■ What to produce ■
Take every line from the records below that includes the word "provider".

[Saved data entries]
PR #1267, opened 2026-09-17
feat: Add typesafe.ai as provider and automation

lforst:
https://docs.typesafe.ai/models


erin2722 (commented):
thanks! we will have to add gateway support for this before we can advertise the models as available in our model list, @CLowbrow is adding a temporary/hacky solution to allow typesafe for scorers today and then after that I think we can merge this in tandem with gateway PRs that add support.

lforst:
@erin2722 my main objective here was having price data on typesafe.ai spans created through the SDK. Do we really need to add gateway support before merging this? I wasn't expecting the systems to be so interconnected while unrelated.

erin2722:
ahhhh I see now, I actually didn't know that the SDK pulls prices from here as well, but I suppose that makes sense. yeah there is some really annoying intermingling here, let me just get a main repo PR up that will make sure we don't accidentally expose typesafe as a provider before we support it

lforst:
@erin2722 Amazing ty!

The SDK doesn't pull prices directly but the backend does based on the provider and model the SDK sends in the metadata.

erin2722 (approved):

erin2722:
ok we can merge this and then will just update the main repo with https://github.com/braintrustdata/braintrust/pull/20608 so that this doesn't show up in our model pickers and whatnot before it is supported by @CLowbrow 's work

■ Written solution ■
feat: Add typesafe.ai as provider and automation
ahhhh I see now, I actually didn't know that the SDK pulls prices from here as well, but I suppose that makes sense. yeah there is some really annoying intermingling here, let me just get a main repo PR up that will make sure we don't accidentally expose typesafe as a provider before we support it
The SDK doesn't pull prices directly but the backend does based on the provider and model the SDK sends in the metadata.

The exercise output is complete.